Additionally, some coordinate systems support precessing the coordinate to produce a new coordinate in the same system but at a different equinox. Note that these systems have a default equinox they start with if you don’t specify one:
>>> fk5c = FK5Coordinates('02h31m49.09s +89d15m50.8s')
>>> fk5c.equinox
<Time object: scale='utc' format='jyear_str' vals=J2000.000>
>>> fk5c
<FK5Coordinates RA=37.95454 deg, Dec=89.26411 deg>
>>> fk5c.precess_to(Time(2100, format='jyear', scale='utc'))

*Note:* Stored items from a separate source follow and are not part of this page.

Issue #554, opened 2022-01-21
aiomcache 0.7.0 breaks aiocache[memcached]


minorgod:
New release 0.7.0 of aiomcache breaks aiocache[memcached]. 

https://github.com/aio-libs/aiocache/blob/9c8b07fe759990dcb2d4d5f4e40d13d2cc36d58f/setup.py#L43

Version range probably needs to be changed to something like:
aiomcache>=0.5.2,< 0.7.0

minorgod:
Also, FYI,  I assume this is not related to the Python version, but this was discovered while running in Python 3.8 Docker image. Haven't tested in Python 3.9, but restricting the aiomcache package to version to < 0.7.0 does fix the issue for me in Python 3.8.

Dreamsorcerer:
Working fine in master now, shouldn't be a problem in 0.12.

PR #555, opened 2022-01-21
Restrict aiomcache to versions < 0.7.0

minorgod:
aiomcache version 0.7.0 breaks aiocache[memcached] in Python 3.8 and probably others:
When trying to create the default cache, aiocache throws:
```
TypeError: __init__() got an unexpected keyword argument 'loop'
```
Restricting aimcache lib < 0.7.0 fixes the issue. 

## Related issue number

https://github.com/aio-libs/aiocache/issues/554


Dreamsorcerer:
Would be better to update the code to be compatible, and drop any deprecated loop parameters so everything continues working on Python 3.10+.

Dreamsorcerer:
Latest code works, so this isn't relevant anymore.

<FK5Coordinates RA=88.32396 deg, Dec=89.54057 deg>
You can also specify the equinox when you create a coordinate using an astropy.time.Time object:
>>> from astropy.time import Time
>>> fk5c = FK5Coordinates('02h31m49.09s +89d15m50.8s', equinox=Time('J1970', scale='utc'))
<FK5Coordinates RA=37.95454 deg, Dec=89.26411 deg>
>>> fk5c.precess_to(Time(2000, format='jyear', scale='utc'))
<FK5Coordinates RA=48.02317 deg, Dec=89.38672 deg>
Coordinate systems do not necessarily all support an equinox nor precession, as it is a meaningless action for coordinate systems that do not depend on a particular equinox.
Furthermore, coordinates typically have an obstime attribute, intended to record the time of the observation. Some systems (especially FK4) require this information due to being non-inertial frames (i.e., they rotate over time due to motions of the defining stars).